Hydra Cached

Hydra instantiate, but cached!

This project allows executing processing pipelines defined in python files which should follow the Hydra instantiate API (plus some additions). However, the result of all executed targets is cached in memory (can be disabled per subconfig) and optionally persisted to or loaded from the file system. The (sub-)configs are used as keys for the cache. Furthermore, methods that are not deterministic can be annotated with the @not_deterministic decorator. This will cause to re-execute these targets even if they were already executed before (and the cache was persisted).
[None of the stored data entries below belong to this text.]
PR #2120, opened 2025-01-08
Move in-kernel specific adapt functions to cuda ext

charleskawczynski:
This PR is probably the smallest and least regrettable step towards fixing #2091. This is a subset of #2118.

I realized that we actually probably want to leave the generic adapt methods in `src/`, since they could be applied for both cuda and metal, for example. So, I've only moved the ones that are explicitly device-specific.

### DIFF
--- a/ext/ClimaCoreCUDAExt.jl
+++ b/ext/ClimaCoreCUDAExt.jl
@@ -20,6 +20,7 @@ import ClimaCore.RecursiveApply:
 import ClimaCore.DataLayouts: get_N, get_Nv, get_Nij, get_Nij, get_Nh
 import ClimaCore.DataLayouts: UniversalSize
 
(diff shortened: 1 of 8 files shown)


Sbozzolo (approved):
We could add another extension ClimaCoreAdapt for all these methods if we want to support more in the future. Adapt.jl is loaded by CUDA.jl and Metal.jl, so the extension would be automatically loaded when one of these backends is loaded

charleskawczynski:
> We could add another extension ClimaCoreAdapt for all these methods if we want to support more in the future. Adapt.jl is loaded by CUDA.jl and Metal.jl, so the extension would be automatically loaded when one of these backends is loaded

Agreed, but let's cross that bridge when we get there. I kind of like having only two orthogonal extensions at the moment.

PR #2124, opened 2025-01-13
Save the stretch type in the IntervalMesh

charleskawczynski:
This PR is a first step towards #1790. I think I made this backwards compatible in `InputOutput` by checking which properties are available.

Also, this approach is probably nicer in that we save more information and less data in the HDF5 file, which should result in smaller output files.

The next step will be to define and use a `LazyFace` object in place of `faces` in the `IntervalMesh`. This `LazyFace` should be able to determine any given face, without heap reads/writes.

### DIFF
--- a/src/InputOutput/readers.jl
+++ b/src/InputOutput/readers.jl
@@ -30,6 +30,17 @@ import ..Geometry:
     Covariant3Vector
 using ..DataLayouts
 
+function get_key(file, key)
+    if haskey(file, key)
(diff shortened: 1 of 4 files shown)


charleskawczynski:
We justifiably use the faces from the extruded FD space, which requires computing faces from `Geometry.product_geometry` with the horizontal space. I'm not sure that this will be fruitful afterall, unless we want to speed up column or 3D box simulations.

PR #2126, opened 2025-01-13
Fix typo in debugging docs

Sbozzolo:
`result` is not defined.

I also updated the indentation so that the block can be copied and pasted without upsetting the formatter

But when the hash of that new execution result matches a previously calculated one follow up calculation may be skipped.

Setup

python -m pip install git+https://github.com/ArneBinder/hydra-cached

Usage

usage: instantiate [-h] [--config_object CONFIG_OBJECT] [--persist_cache]
               [--cache_dir CACHE_DIR] [--cache_verbose] [--display_config]
               [--exclude_persisting_targets EXCLUDE_PERSISTING_TARGETS]
               [--log_level LOG_LEVEL]
               config

Execute a processing pipeline from a config object defined in a python module.

positional arguments:
  config                Name of the module that has to contain a config dict
                        which will be instantiated via
                        execution.hydra.instantiate(config).

optional arguments:
  -h, --help            show this help message and exit
  --config_object CONFIG_OBJECT, -o CONFIG_OBJECT
                        Object from the config module that will be
                        instantiated (default: "config").
  --persist_cache, -p   A flag to enable cache persistence (loading from and
                        dumping to a cache directory, see --cache_dir)
  --cache_dir CACHE_DIR, -c CACHE_DIR
                        Cache directory used to load/dump the cache (only
                        relevant if --persist_cache is set). Defaults to
                        "cache"
  --cache_verbose, -v   A flag to enable verbose logging for the cache.
  --display_config, -d  A flag, if enabled, log the config as yaml string to
                        the console.
  --exclude_persisting_targets EXCLUDE_PERSISTING_TARGETS, -e EXCLUDE_PERSISTING_TARGETS
                        Comma separated list of strings that identify targets
                        to exclude from cache persistence. Use hydra_cached.ex
                        ecution.hydra.convert_target_to_string() to get the
                        correct string representation for a callable/class.
                        default: empty string
  --log_level LOG_LEVEL, -l LOG_LEVEL
                        Log level for the console logger. default: INFO

You can find a working example config in this repo.

Pipelines

A pipeline is defined in a Python module that contains at least one dict like object (default: config, see parameter --config_object) which may be arbitrary nested. The pipeline is executed by instantiating that config object, i.e. the config object is recursively processed by calling all values of keys _target_ as functions with the remaining key value pairs as keyword arguments, see method instantiate in hydra.py for further details and additional special keys (like the _cache_result_ flag). This functionality is provided by the hydra package. However, the hydra instantiate method is slightly modified to allow for caching of intermediate results. By doing so, it is possible to reuse object definitions within one pipeline without the need to recalculate them. Per default, a simple in memory cache is used that will not be persisted.

Pipelines are intended to work without external parameters, e.g. all input/output locations are defined within the config. However, if necessary, you can use environment variables to parametrize the config.